Since the endless stack invasion problem is unnerving, I had a look at this in my Hai campaign on hard over 20 years or so. The AS was the enemy, it was at peace or allied with the Ptolemies most of the time. It includes heavy use of auto_win and FD. Many findings were already observed above.
1. It seems the AI only attacks provinces that border their provinces. I have 4 settlements closely together in the Caucasus and the AS only ever attacked those settlements it has a border with, even though their stacks run rampant through my lands and very close to "deeper" settlements. They never even entered the deeper provinces but always skirt around them, even though the cities are only a winter season's march away. The deeper settlements had minimal garrisons.
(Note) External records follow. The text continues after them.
PR #1216, opened 2022-11-20
Support High DPI Displays

pelennor:
Add new feature that supporting high DPI displays.

When I switch position of labelme window from 4K display to FHD one and vice versa, scale of labels on 'Polygon Labels'  does not match OS setting.
So I add this feature, and it looks well.


wkentaro:

Thanks for the contribution! HiDPI support has since been added to `labelme/app.py` (lines 69-72) with `hasattr` guards for PySide6 compatibility, covering the same use case. This PR is now superseded, so I'm closing it. If you notice any remaining HiDPI issues on the current main branch, please open a new issue.

PR #1223, opened 2022-12-20
fix(i18n): add qm files to runtime

xiyaowong:


xiyaowong:
@wkentaro Please review

PR #1224, opened 2022-12-20
Application shutdowns when sliding canvas out of bixmap

mhannani:
When sliding the shape out of bixmap the application stops and complains that the parameters `QtCore.QPoint` needs to be `int` insread of `float`.

`pos += QtCore.QPoint(
TypeError: arguments did not match any overloaded call:
  QPoint(): too many arguments
  QPoint(int, int): argument 1 has unexpected type 'float'
  QPoint(QPoint): argument 1 has unexpected type 'float'`


wkentaro:
@mhannani Thanks!

PR #1262, opened 2023-04-16
Integrate with Segment Anything Model (SAM)

wkentaro:
- Close https://github.com/wkentaro/labelme/discussions/1260
- Close https://github.com/wkentaro/labelme/discussions/1257

## TODO

- [x] Positive/negative click to run AI-assisted polygon annotation
- [x] Fix weird behavior when annotating many images https://github.com/wkentaro/labelme/pull/1262#issuecomment-1511834423
- [x] Support portrait images https://github.com/wkentaro/labelme/pull/1262#issuecomment-1521299774
- [x] Support 1-click annotation
- [x] Support double_click="close"
- [x] Real-time feedback without click https://github.com/wkentaro/labelme/pull/1265
- [x] Dropdown menu to change AI models

## Installation

1. Install conda
```
# Linux/Mac: command to install anaconda3 and labelme
curl -L https://github.com/wkentaro/dotfiles/raw/main/local/bin/install_anaconda3.sh | bash -s .
source .anaconda3/bin/activate

# Windows: check https://www.continuum.io/downloads
```

2. Install Labelme with `sam` branch.

```
git clone https://github.com/wkentaro/labelme.git
cd labelme
git checkout sam
pip install -e .
```

## Usage

```
labelme examples/instance_segmentation/data_annotated
```

1. Select "Create AI-Polygon"
2. Do `click` for the region you want to include
3. Do `shift+click` for the region you want to exclude
4. Do `ctrl/cmd+click` or `ctrl/cmd+shift+click` or double-click to finish
5. Press `esc` to go back and continue clicking

https://user-images.githubusercontent.com/4310419/235450790-e70e0351-21eb-4e2b-a14a-c874bb2bae1d.mp4

---

**NOTE: The response for the first annotation is SLOW (~20s)** because the AI model needs to extract image embedding from the entire image, but it is cached in the second you annotate.

Issue #1164, opened 2022-08-26
i want to move an box,but always draw a point  that's make so bad to use? it's very boring


cqray1990:
### Provide environment information

i want to move an box,but always draw a point  that's make so bad to use? it's very boring

### What OS are you using?

ubantu

### Describe the Bug

i want to move an box,but always draw a point  that's make so bad to use? it's very boring

lxgyChen:
You should click the `EditPolygons`  button, which on the left sidebar

cqray1990:
> You should click the `EditPolygons` button, which on the left sidebar

i just want to move the box, so i need selected the box , not create box

wkentaro:
Can you provide how to reproduce? It seems working for me.

https://user-images.githubusercontent.com/4310419/192311325-b84cff87-fbb4-4dec-8700-9cae0a28538b.mp4

wkentaro:
> *This was generated by AI during triage.*

## Triage Notes

**What we've established so far:**

- Revisited this against the current code (`labelme/_widgets/canvas.py`).
- The canvas has two mutually exclusive modes, Edit and Create. In **Create** mode a left click always creates — `_press_left` dispatches on the mode alone and does no hit-testing against existing shapes, so with a point tool active, clicking on top of an existing box drops a point on it rather than selecting the box. In **Edit** mode, clicking and dragging a shape moves it as expected.
- That matches the video @wkentaro posted in 2022, and the existing end-to-end test `tests/e2e/canvas_interaction_test.py::test_move_shape_by_drag` still covers drag-to-move. The canvas widget test suites pass on current `main` (153 tests green).
- **Could not reproduce** "always draws a point" under the normal flow. The only way to produce that symptom is to click while a creation tool is still active without first switching to Edit — which is the mode confusion @lxgyChen's original suggestion pointed at.
- No repro steps or version info were ever provided (the template's environment field was left blank), and there has been no reply from @cqray1990 since September 2022.
- No matching entry in `.out-of-scope/`, and no clear duplicate among open issues. #1316 (right-button multi-select move) and #2398 (keyboard nudge) are different symptoms.

**Parked for a maintainer call.** As filed this reads as a usage question about the explicit Create-vs-Edit split rather than a reproducible defect. If there is appetite for the underlying UX request — clicking an existing shape to select it without first leaving Create mode — that would be better tracked as a fresh feature issue.

PR #1265, opened 2023-04-25
Sam realtime render

luzhenyv:
1. Add real-time rendering snippets, refer to "Fill Drawing Polygon" function.  #1262 
2. Config `shape.fill_color = [0, 0, 0, 128]` in default_config.yaml, to render SAM mask
3. Fix pytest bugs

### DIFF
--- a/labelme/widgets/canvas.py
+++ b/labelme/widgets/canvas.py
@@ -218,7 +218,6 @@ class Canvas(QtWidgets.QWidget):
                 pos = self.transformPos(ev.posF())
         except AttributeError:
             return
-
         self.prevMovePoint = pos
         self.restoreCursor()
 
@@ -331,6 +330,7 @@ class Canvas(QtWidgets.QWidget):
                 self.update()
                 break
             elif index_edge is not None and shape.canAddPoint():
+                logger.debug(f"index_edge: {index_edge}")
                 if self.selectedVertex():
                     self.hShape.highlightClear()
                 self.prevhVertex = self.hVertex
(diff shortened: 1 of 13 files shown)


labelme/widgets/canvas.py
```diff
@@ -732,6 +732,28 @@ def paintEvent(self, event):
             drawing_shape.addPoint(self.line[1])
             drawing_shape.fill = True
             drawing_shape.paint(p)
+        elif (
+            self.createMode == "ai_polygon"
+            and self.current is not None
+        ):
+            drawing_shape = self.current.copy()
+            drawing_shape.addPoint(self.line[1])
+            points = self._ai_callback(
```
d710055071, line 741: This code should not be executed when pressing the ctrl key

luzhenyv: **Describe**

A new pull addresses two issues in the AI-polygon feature:

1. A bug caused by function labelme.utils.distancetoline. #1164 

https://user-images.githubusercontent.com/49972828/234761611-42eef991-4732-47bc-b772-26fff35d246b.mp4

2. The addition of `Mouse Double Click` to end drawing AI-polygon, making it more user-friendly.

**Issue one**
The first issue was related to a bug caused by function `labelme.utils.distancetoline `. This bug resulted in an error in point-to-line distance calculation when two polygon vertices were the same. 



So the system always finds a non-none nearestEdge, users had to add a new vertex before editing labels. To address this, I've modified the code (in Line 94 of `labelme.utils.qt.py`) to return a point-to-point distance instead of 0 in this case.

**Issue Two**
The second issue was adding the functionality of `Mouse Double Click` to end drawing AI-polygons, which makes it more user-friendly as users need no longer press "Ctrl" and click mouse left keys at the same time.

PR #1267, opened 2023-04-25
Portrait aspect ratio image embedding

f-macfarlane95:
Updated `segment_anything.py` to allow for portrait and square aspect ratio images as discussed in #1262 

1. Updated `compute_image_embedding` to calculate the required scale factor to reduce the maximum image dimension to the desired `image_size` and removed the assertion that `assert image.shape[1] > image.shape[0]` to allow for portrait and square images.
2. Identical changes as above, but to `compute_polygon_from_points`. 

Tested on both portrait and square images and both the embedding process and returned polygons seem sensible.

### DIFF
--- a/labelme/ai/models/segment_anything.py
+++ b/labelme/ai/models/segment_anything.py
@@ -83,12 +83,12 @@ class SegmentAnythingModel:
 
 
 def compute_image_embedding(image_size, encoder_session, image):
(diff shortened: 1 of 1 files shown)


wkentaro:
Thanks! Fixed by de2754eeb4422dccaf463242638c6f13c32a9c19

PR #1269, opened 2023-04-28
fix `description` not being defined if `display_label_popup=false`

### LINKED ISSUE #370: Point annotation without label
I just want to use point annotation and save points' coordinate. I don't need labels.
1. How to disable label dialog? Or it automatically chooses a default label without label dialog.
2. Can labelme only save  points' coordinate without other information?

kodonnell:
As per the title. Fixes #370 which no longer works.


wkentaro:
Thanks! https://github.com/wkentaro/labelme/pull/1270 will fix this.

PR #1276, opened 2023-05-11
Ordered annotations

ilovemicroplastics:
it works fine


wkentaro:

Thank you for this contribution. Unfortunately this PR cannot be merged as-is for several reasons: (1) it has merge conflicts with the current main branch; (2) it imports `PyQt5` directly instead of going through the `qtpy` abstraction layer the project uses; (3) `highlightOutliers` references an undefined `labelList` variable (should be `self.labelList`), which would cause a runtime error; (4) the `findItemByShape` API change (returning `[bool, item]` instead of raising) breaks the existing call contract; (5) adding color state as class-level variables on `Shape` means all shapes share the same color state, which will cause rendering bugs. If you'd like to resubmit, please rebase onto current main, fix the PyQt5 import, and address the correctness issues above.

PR #1290, opened 2023-06-03
Labelme plugins system

leonelhs:
Consider this feature.
In order to don't increase the complexity of Labelme source code I have added a plugin manager system that allows the users extends the capabilities  without make changes to the whole labelme source code. 

For a demo please visit https://github.com/leonelhs/labelme-plugins, this plugin creates person body shape contours using PyTorch  Resnet101 segmentation API.

Regards.


wkentaro:

Thanks for this contribution! Unfortunately we can't merge this as-is: (1) it adds a mandatory dependency on `yapsygui`, a package with very little adoption and no recent maintenance, which would become a hard requirement for all labelme users; (2) the PR has merge conflicts against current main that would need to be resolved; (3) the maintainer has a plugin system planned as part of the upcoming roadmap that will be designed to fit the new architecture — it's better for that to be driven from within the project so the design is consistent. We're closing this PR but appreciate the idea; the demo repo at https://github.com/leonelhs/labelme-plugins shows a good use case that can inform the official design.

wkentaro:

Thanks for proposing a plugin system. The PR adds a hard dependency on the third-party `yapsygui` and patches a since-restructured `app.py`, so it conflicts and is architecturally misaligned with the current private `_`-prefixed internals. A first-party plugin/entry-point design is already tracked in #2155. Recommending close (your call to review or close).

PR #1332, opened 2023-10-02
Fix error when running SAM on onnx

evanfebrianto:
explicitly set the providers parameter when instantiating InferenceSession on OnnxRuntime


wkentaro:
Since this seems only happen with onnxruntime==1.16.0, let's fix like this: https://github.com/wkentaro/labelme/pull/1364

PR #1372, opened 2023-12-19
Fix crash on Ubuntu 22.04 (Python 3.10)

step305:


labelme/widgets/canvas.py
```diff
@@ -827,7 +827,7 @@ def offsetToCenter(self):
         aw, ah = area.width(), area.height()
         x = (aw - w) / (2 * s) if aw > w else 0
         y = (ah - h) / (2 * s) if ah > h else 0
-        return QtCore.QPointF(x, y)
+        return QtCore.QPointF(int(x), int(y))
```
wkentaro, line 830: QPointF should support float, so seems something else is wrong.

krenax:
I had the same issue. This small correction seems to resolve this.

wkentaro:

Thanks @step305 for the PR and @krenax for confirming — you both hit a real crash (the PyQt5 5.15 / Python 3.10 strictness where integer Qt APIs reject Python `float`s).

This is now resolved on `main`. We verified on the exact configuration from this report (Python 3.10, Qt 5.15.14, PyQt5 5.15.11):

- The app constructs and starts cleanly, no crash.
- Every place where a float computation feeds an integer-typed Qt API (`QPoint`/`QRect`/`QSize`/`setValue`/`drawLine`) now casts with `int()` at the boundary.

Note on the diff here: `QPointF` is the floating-point point class and accepts floats natively, so the `int()` cast on it was not the actual fix — the real crash was at the integer APIs, which `main` now guards. The `app.py` change (`selectionChanged` → `selectionchanged`) would also have broken launch, since that signal was never lowercase (it is now `selection_changed`).

Since the codebase has been refactored since 2023 and the diff no longer applies, I am closing this PR. The underlying bug is fixed. Thanks again for reporting and digging in.

PR #1440, opened 2024-05-15
solves IOError: image file truncated in windows

nouranali:
this issue appeared on the latset version of labelme on windows 11

### DIFF
--- a/labelme/app.py
+++ b/labelme/app.py
@@ -32,6 +32,7 @@ from labelme.widgets import LabelListWidgetItem
 from labelme.widgets import ToolBar
 from labelme.widgets import UniqueLabelQListWidget
 from labelme.widgets import ZoomWidget
+from PIL import ImageFile
 
 from . import utils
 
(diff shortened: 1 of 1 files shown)


nouranali:
@wkentaro

wkentaro:
@nouranali Can you give me an example image so that I can reproduce?

nouranali:
> @nouranali Can you give me an example image so that I can reproduce?

unfortunately the images I am working on are confidential

wkentaro:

2. The strength of defending armies dissuades the AI from attacking. My first impression is that it is true combat strength, not numbers or the number of units. They won't attack comparable or stronger armies. If multiple AI stacks exceed the limit, they do attack, ergo the decision is not made on a per stack basis.
3. Defenders do not need to be in the settlement proper to have the defensive effect, hovering somewhere in the province is sufficient. Whether they need to be in a certain maximum radius around the settlement or just anywhere I can't say yet.
4. Forts maybe increase the defensive effect. Again they don't need to be located in mountain passes or approaches, just somewhere in the province.
5. Such dissuaded AI stacks do not necessarily move away, but sometimes stop and stay right where they were when you moved your stack into the province, maybe because they have nothing else to do. I had an AS stack parked right next to a settlement for years without them attacking me. Once you move your dissuasion forces away, or once they are able to bring more troops, they drop any pretenses or ceasefires and attack immediately of course following their true Total War nature.
6. The dissuaders do not need to be in a single stack.
What this means is that it could be possible to "cover" (or at least significantly hamper the assault of) multiple provinces with one strong army, by stationing it on the borders in between. When AI stacks start wandering, move the army into the province in question. Or have medium sized stacks in all border provinces and move another medium sized into the relevant ones.
This is of course already done by many, but I want to stress that these troops do not engage but only threaten, in order to prevent the time wasting stream of stacks. It is possible that the AI will only use the time to build up and move in with even larger stacks later, but this is in the interest of most players anyway (fewer small battles, more decisive battles.)
So what else do we need to find out?
- Reproduce the above findings more repeatably
- Check whether it is sufficient to have dissuasion forces just anywhere in the province, even if it is a huge one
- Find out more about the "decision process" of whether to start moving into a player province while at peace:
Which stacks start moving into your province at all?
Do they cross multiple provinces to get to you?
Or are they somehow "anchored" to a specific AI settlement? Maybe the settlement they were last in? Or the one they were created in?
Will they move into a player province if the player has forces in the AI province or will they rather attack those first? (I have already seen something different though)
Are there differences in movement decision between peace time and war?
[My guess is that they only cross their own provinces when at war with a faction. The normal peacetime roaming attacks of opportunity (those which start the wars) are launched out of AI provinces next to player provinces when said provs are undermanned.]